= Beginning of Section =

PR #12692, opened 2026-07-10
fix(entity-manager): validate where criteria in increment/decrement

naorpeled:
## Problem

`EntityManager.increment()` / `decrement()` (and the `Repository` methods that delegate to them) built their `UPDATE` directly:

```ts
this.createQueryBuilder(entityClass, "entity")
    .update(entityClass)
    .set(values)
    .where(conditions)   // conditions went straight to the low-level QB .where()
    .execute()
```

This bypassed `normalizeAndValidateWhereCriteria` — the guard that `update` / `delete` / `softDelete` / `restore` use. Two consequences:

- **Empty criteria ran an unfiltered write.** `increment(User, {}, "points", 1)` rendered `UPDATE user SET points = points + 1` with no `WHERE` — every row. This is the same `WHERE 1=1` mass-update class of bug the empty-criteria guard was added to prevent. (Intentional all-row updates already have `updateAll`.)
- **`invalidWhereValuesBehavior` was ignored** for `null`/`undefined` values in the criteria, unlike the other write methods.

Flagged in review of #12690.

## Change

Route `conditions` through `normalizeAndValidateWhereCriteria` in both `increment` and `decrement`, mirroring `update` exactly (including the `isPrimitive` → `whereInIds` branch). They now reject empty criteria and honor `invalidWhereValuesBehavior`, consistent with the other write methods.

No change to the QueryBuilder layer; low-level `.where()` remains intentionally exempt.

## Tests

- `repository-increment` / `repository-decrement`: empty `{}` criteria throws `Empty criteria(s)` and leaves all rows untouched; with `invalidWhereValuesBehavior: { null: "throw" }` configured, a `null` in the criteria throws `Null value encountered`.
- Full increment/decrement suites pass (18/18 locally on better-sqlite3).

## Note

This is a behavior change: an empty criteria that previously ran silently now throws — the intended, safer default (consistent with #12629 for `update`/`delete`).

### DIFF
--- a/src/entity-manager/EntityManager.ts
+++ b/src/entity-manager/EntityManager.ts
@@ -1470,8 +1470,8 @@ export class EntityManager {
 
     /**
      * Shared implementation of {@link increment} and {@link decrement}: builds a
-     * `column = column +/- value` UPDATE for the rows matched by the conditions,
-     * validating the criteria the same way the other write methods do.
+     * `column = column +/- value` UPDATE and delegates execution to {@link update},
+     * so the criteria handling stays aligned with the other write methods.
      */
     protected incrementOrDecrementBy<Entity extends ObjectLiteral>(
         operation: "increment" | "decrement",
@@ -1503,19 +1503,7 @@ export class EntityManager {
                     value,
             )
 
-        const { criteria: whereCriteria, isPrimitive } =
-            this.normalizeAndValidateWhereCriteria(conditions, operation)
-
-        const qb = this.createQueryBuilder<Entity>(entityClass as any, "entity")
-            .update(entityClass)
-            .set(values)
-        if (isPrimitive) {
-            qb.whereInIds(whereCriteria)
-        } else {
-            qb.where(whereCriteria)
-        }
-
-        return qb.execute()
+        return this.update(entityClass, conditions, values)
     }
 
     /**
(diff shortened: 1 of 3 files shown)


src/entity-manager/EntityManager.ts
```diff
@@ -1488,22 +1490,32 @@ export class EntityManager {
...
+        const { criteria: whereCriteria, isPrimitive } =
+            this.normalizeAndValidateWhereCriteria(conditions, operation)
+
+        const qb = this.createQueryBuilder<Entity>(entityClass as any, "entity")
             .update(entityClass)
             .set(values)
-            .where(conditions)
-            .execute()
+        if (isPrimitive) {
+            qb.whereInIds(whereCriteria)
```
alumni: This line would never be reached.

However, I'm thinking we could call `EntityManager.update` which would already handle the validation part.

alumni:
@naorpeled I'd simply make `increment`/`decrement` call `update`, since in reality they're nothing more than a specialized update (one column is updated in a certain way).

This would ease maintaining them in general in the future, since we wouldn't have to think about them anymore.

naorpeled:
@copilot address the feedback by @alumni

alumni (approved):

= End of Section =
= Beginning of Section =

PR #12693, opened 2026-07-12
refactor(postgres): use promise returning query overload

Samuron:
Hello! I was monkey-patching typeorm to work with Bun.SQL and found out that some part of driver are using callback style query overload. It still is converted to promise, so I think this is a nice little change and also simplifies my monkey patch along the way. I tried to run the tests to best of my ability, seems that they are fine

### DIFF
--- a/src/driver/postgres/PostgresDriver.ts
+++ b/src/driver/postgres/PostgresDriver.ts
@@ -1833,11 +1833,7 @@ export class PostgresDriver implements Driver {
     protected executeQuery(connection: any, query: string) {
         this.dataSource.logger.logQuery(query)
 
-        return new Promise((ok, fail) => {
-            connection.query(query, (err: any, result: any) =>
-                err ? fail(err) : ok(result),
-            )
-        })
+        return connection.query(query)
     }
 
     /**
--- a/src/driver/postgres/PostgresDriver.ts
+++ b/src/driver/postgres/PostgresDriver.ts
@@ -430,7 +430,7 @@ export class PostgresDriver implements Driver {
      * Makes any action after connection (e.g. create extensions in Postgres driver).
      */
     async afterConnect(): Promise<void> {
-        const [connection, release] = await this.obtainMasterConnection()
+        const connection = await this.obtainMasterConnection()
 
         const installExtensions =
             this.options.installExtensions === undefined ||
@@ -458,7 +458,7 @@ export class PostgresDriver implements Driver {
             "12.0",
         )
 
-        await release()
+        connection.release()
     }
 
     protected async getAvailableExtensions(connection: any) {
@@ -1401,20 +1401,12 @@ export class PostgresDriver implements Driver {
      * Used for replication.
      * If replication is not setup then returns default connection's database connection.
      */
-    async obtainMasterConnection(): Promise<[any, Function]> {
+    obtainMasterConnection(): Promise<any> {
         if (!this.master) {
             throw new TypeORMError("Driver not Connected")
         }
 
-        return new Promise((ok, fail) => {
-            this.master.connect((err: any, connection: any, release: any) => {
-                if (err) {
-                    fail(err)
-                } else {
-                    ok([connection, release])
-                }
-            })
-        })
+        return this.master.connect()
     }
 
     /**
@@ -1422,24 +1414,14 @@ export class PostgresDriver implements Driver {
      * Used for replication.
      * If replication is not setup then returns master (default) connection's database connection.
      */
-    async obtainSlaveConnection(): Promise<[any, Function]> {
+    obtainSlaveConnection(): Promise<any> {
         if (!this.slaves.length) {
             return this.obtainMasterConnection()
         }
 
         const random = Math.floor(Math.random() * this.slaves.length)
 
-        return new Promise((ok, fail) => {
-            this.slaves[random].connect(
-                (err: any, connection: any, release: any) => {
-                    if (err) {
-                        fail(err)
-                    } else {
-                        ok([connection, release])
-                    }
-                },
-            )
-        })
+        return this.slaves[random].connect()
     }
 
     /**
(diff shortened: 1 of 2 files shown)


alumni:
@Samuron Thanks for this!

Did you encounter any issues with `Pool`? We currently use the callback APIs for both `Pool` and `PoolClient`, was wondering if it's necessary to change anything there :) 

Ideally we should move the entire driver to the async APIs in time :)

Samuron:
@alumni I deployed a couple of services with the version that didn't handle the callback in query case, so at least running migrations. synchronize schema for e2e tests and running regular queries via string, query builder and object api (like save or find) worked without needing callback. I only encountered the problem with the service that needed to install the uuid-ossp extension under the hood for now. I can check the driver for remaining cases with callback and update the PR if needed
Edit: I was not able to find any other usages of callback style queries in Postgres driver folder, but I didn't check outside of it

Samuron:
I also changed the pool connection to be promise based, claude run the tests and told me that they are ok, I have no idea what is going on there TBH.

= End of Section =

* Exercise brief *
The lines to return are those in the records above that hold the word "string".

* Written response *
     protected executeQuery(connection: any, query: string) {
@alumni I deployed a couple of services with the version that didn't handle the callback in query case, so at least running migrations. synchronize schema for e2e tests and running regular queries via string, query builder and object api (like save or find) worked without needing callback. I only encountered the problem with the service that needed to install the uuid-ossp extension under the hood for now. I can check the driver for remaining cases with callback and update the PR if needed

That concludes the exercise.